(Beginning of SUPPLIED RECORDS)

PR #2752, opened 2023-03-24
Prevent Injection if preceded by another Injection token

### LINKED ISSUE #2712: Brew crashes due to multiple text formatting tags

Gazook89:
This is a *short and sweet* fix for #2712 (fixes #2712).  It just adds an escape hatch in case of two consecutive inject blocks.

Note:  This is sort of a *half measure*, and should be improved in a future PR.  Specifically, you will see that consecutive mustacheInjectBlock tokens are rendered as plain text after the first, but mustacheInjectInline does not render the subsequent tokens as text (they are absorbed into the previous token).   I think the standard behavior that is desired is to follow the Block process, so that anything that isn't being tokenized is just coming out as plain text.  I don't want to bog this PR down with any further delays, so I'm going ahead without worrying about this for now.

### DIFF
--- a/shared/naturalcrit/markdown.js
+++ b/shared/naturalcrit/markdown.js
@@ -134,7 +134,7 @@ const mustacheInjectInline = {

(End of SUPPLIED RECORDS)
(Beginning of SUPPLIED RECORDS)

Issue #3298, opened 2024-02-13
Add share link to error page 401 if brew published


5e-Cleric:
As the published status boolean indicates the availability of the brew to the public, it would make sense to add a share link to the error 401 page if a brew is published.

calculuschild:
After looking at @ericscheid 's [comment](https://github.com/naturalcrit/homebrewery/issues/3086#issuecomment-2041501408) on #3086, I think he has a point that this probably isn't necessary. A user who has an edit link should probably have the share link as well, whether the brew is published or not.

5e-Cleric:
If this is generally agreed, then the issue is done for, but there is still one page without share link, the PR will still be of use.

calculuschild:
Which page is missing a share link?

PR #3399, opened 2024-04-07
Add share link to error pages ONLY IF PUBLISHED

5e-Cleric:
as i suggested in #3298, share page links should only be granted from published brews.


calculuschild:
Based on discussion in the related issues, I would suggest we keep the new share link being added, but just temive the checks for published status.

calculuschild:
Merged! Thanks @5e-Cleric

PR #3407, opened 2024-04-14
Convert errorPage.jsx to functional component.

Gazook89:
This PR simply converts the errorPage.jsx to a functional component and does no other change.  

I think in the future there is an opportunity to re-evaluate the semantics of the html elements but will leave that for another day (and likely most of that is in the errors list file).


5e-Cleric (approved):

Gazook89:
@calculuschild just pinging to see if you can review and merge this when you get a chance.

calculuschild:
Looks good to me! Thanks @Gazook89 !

(End of SUPPLIED RECORDS)

• EXERCISE AIM
Beginning with the line above that contains "get a chance.", copy each line exactly up to and including the line that contains "Looks good to me! Thanks @Gazook89 !", and go no further.

• EXPECTED ANSWER
@calculuschild just pinging to see if you can review and merge this when you get a chance.

calculuschild:
Looks good to me! Thanks @Gazook89 !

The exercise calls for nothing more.